2017 documentary by Nicolás Casanova

El Culebro: La historia de mi papá (English: El Culebro: My Father's story) is a Colombia documentary film written and directed by Nicolás Casanova. The film explores and re-build the life of actor Hernando Casanova in his early years, through to his years of success in perspective to his life as father. The film was produced by SENIC (Casanova's sons and daughters Production company). The film premiered on 20 September 2017, in Special Screenings section at the 2017 Festival Universitario Eureka.

==Synopsis==
Hernando Casanova, a dreamer young man, travels to Bogotá following his dream: To become a TV star. He leaves behind his rough childhood spent in survive in a dysfunctional family. Three decades later, Nicolás, his youngest son, rebuild his father's legacy. He only has a few clues about Hernando: TV and movies footage, home movies, old family photos, newspapers, a diary and eight years lived with him.

== Contributors ==
The following are heavily contributed to the documentary throughout recorded interviews and archive footage;

- Hernando Casanova
- Pepe Sánchez, Film and TV Director.
- Héctor Ulloa, actor.
- Gloria Gómez, actress .
- Silvio Ángel, actor.
- Jimmy Salcedo, musician.
- Manolo Cardona, actor.
- Julián Román, actor.
- Harold Trompetero, Film and TV Director.
- Andrés Salgado, Writer and screenwriter.
- Martín de Francisco, Journalist..
- Santiago Moure, actor.
- Andrés López, comedian.
- Dago García, vice president production and content Canal Caracol.
- Carlos Benjumea, actor.
- Consuelo Luzardo, actress.
- Ligia Vidal Casanova, Sister.
- Eduardo Vidal Casanova, Brother.
- Gilma Sampayo, ex-Wife.
- Juan Sebastián Casanova, Son.
- Nicolás Casanova, Son.
- Elsa Ruíz, ex-Wife.
- Adriana Casanova, daughter.
- Rocío Casanova, daughter.
- María Margarita Casanova, daughter.
- Carlos Muñoz, actor.
- Carlos Sánchez, Film and TV director of photography.
- Javier Mejía, Film and TV Director.
- Claudio Soto, musician.
- Wilson Viveros, musician.
- Willy Newball, musician.

==Production==
On 1 May 2015, it was announced that director Nicolás Casanova and Senic, were making a film about actor Hernando Casanova.

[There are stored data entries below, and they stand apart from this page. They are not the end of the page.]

PR #4183, opened 2020-06-07
Mixins is refractored

Znunu:
From what I could see __nq__ was just the inverse of __eq__ so I removed it. EqualityComparable wasn't used anywhere except for Hashable, and I can't imagine anything else, since they both rely on the same thing, object having an id. So I merged them.

### Checklist

- [ ] This PR fixes an issue.


Rapptz:
Thanks but I'll pass on this for now.

PR #4195, opened 2020-06-14
Update command_callback to make it prefix immune

Midorina:
### Summary

With this pull request, `command_callback()` removes the prefix from the beginning so that the help command can be used like this (assuming the prefix is `!`):

`!help !ping`

### Checklist

- [ ] This PR fixes an issue.


Rapptz:
Hello, thanks for the PR.

Unfortunately this isn't something I want to do nor is it something that makes sense. People tend to have custom prefixes set up and this makes it prime for breaking behaviour for no good reason. Consider a user setting a prefix to "hello" and a command named "helloworld". This scenario might seem outlandish but as a library with a general audience these are things that must be taken into consideration.

PR #4223, opened 2020-06-22
Fix error raised when using the roles parameter.

Taarek:
### Summary

Fix error raised when using the roles parameter. Also uses JSON fields now

### Checklist

- [x] This PR fixes an issue.

### DIFF
--- a/discord/http.py
+++ b/discord/http.py
@@ -529,7 +529,8 @@ class HTTPClient:
     def edit_channel(self, channel_id, *, reason=None, **options):
         r = Route('PATCH', '/channels/{channel_id}', channel_id=channel_id)
         valid_keys = ('name', 'parent_id', 'topic', 'bitrate', 'nsfw',
-                      'user_limit', 'position', 'permission_overwrites', 'rate_limit_per_user')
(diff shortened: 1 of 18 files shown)


discord/http.py
```diff
@@ -660,12 +660,12 @@ def get_member(self, guild_id, member_id):
         return self.request(Route('GET', '/guilds/{guild_id}/members/{member_id}', guild_id=guild_id, member_id=member_id))
 
     def prune_members(self, guild_id, days, compute_prune_count, roles, *, reason=None):
-        params = {
+        payload = {
             'days': days,
             'compute_prune_count': 'true' if compute_prune_count else 'false',
-            'include_roles': roles
+            'include_roles': ', '.join(roles)
```
Rapptz, line 666: Are we sure we can't just pass the array of snowflakes here as-is since it's JSON?

Taarek: I tried, there is no error returned, but at the same time, I am not sure if Discord is accepting it or not (since there is no indication whether it successfully pruned someone with the role)

Rapptz: Might be worthwhile to test on the computing endpoint and seeing if the numbers change w/ role and w/o role

PR #5068, opened 2020-06-27
Raise TypeError when Optional is used with Greedy converter

### LINKED ISSUE #2253: [Commands] Using a typing.Optional[] converter in a commands.Greedy[] one
### Summary

I tried making a command with an argument like
`cmd(ctx, arg: commands.Greedy[typing.Optional[int]])`
(actual command and types not shown, but they work on their own)
However, the bot gets stuck in an infinite loop in Command._transform_greedy_pos().

### Reproduction Steps

I had a typing.optional[] type in a command's commands.Greedy[] converter. Similar to
`cmd(ctx, arg: commands.Greedy[typing.Optional[int]])`

### Expected Results

For this example, if I had a command like
`>command str 1 2 str 3`
arg would be passed a value of
`[None, 1, 2, None, 3]`
since the strings would get converted to `None` under the typing.Optional converter

### Actual Results

The bot is stuck in an infinite loop between lines 460-476 of core.py, in Command._transform_greedy_pos() at the loop 'while not view.eof'

### Checklist

- [ ] I have shown the entire traceback, if possible.

### System Information

```
- Python v3.6.8-final
- discord.py v1.2.3-final
- aiohttp v3.5.4
- websockets v6.0
- system info: Windows 10 10.0.17134
```

SebbyLaw:
### Summary

This closes #2253. Having Union[..., `None`] makes no sense in Greedy, and should throw an error.

### Checklist

- [x] This PR fixes an issue.

### DIFF
--- a/discord/ext/commands/converter.py
+++ b/discord/ext/commands/converter.py
@@ -26,6 +26,7 @@ DEALINGS IN THE SOFTWARE.
 
 import re
 import inspect
+import typing
 
 import discord
 
@@ -554,6 +555,9 @@ class _Greedy:
 
         if converter is str or converter is type(None) or converter is _Greedy:
             raise TypeError('Greedy[%s] is invalid.' % converter.__name__)
+
+        if getattr(converter, '__origin__', None) is typing.Union and type(None) in converter.__args__:
+            raise TypeError('Greedy[Optional] is invalid.')
 
         return self.__class__(converter=converter)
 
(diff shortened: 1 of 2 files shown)


discord/ext/commands/converter.py
```diff
@@ -555,6 +556,9 @@ def __getitem__(self, params):
         if converter is str or converter is type(None) or converter is _Greedy:
             raise TypeError('Greedy[%s] is invalid.' % converter.__name__)
 
+        if getattr(converter, '__origin__', None) is typing.Union and type(None) in converter.__args__:
+            raise TypeError('Greedy[Optional] is invalid.')
```
Rapptz, line 560:
```suggestion
            raise TypeError('Greedy[%r] is invalid.' % converter)
```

It was revealed that the film would be with a lot of unseen footage and music of Casanova. Nicolás Casanova stated: "Everyone knows his life as an artist. But many people do not know his private life, and the idea is to tell how my dad, coming from a very humble family, came to Bogota, and managed to enter the television and be who was".

==Music==
The documentary features various tracks Casanova had completed in 1982, during Romantico también LP.